*Task goal*. Using the listing that follows, return every line with the word "https".

*Material to process*.
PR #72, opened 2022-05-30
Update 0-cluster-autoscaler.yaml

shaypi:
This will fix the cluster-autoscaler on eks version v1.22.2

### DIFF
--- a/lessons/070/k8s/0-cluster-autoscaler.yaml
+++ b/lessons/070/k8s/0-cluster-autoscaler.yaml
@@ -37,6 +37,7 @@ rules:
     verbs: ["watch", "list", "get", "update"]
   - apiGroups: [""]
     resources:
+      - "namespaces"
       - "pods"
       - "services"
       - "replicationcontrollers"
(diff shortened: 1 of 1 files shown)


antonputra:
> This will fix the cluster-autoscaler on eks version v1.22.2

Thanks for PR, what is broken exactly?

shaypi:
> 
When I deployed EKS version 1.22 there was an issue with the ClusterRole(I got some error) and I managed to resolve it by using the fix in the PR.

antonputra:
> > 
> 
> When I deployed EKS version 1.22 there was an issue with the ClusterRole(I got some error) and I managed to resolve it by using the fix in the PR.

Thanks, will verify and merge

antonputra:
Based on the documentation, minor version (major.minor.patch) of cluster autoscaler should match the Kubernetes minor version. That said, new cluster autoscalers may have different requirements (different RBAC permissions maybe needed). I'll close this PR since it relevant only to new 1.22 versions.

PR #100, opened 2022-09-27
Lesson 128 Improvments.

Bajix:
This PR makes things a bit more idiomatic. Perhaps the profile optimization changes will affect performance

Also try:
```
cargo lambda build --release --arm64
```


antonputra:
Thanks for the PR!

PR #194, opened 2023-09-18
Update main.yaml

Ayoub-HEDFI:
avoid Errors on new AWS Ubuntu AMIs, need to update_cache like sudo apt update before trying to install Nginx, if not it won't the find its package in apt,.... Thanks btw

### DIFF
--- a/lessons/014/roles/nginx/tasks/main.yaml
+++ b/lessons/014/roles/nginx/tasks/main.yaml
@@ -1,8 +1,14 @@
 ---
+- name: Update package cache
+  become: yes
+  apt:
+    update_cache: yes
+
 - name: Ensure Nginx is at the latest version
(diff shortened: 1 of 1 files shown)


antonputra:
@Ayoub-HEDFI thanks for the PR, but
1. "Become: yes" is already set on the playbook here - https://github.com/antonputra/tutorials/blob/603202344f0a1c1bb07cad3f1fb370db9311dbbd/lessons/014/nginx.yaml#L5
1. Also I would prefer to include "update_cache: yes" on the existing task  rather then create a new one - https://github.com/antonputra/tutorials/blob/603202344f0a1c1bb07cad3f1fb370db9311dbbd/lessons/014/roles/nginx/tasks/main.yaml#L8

*Written answer*.
1. "Become: yes" is already set on the playbook here - https://github.com/antonputra/tutorials/blob/603202344f0a1c1bb07cad3f1fb370db9311dbbd/lessons/014/nginx.yaml#L5
1. Also I would prefer to include "update_cache: yes" on the existing task  rather then create a new one - https://github.com/antonputra/tutorials/blob/603202344f0a1c1bb07cad3f1fb370db9311dbbd/lessons/014/roles/nginx/tasks/main.yaml#L8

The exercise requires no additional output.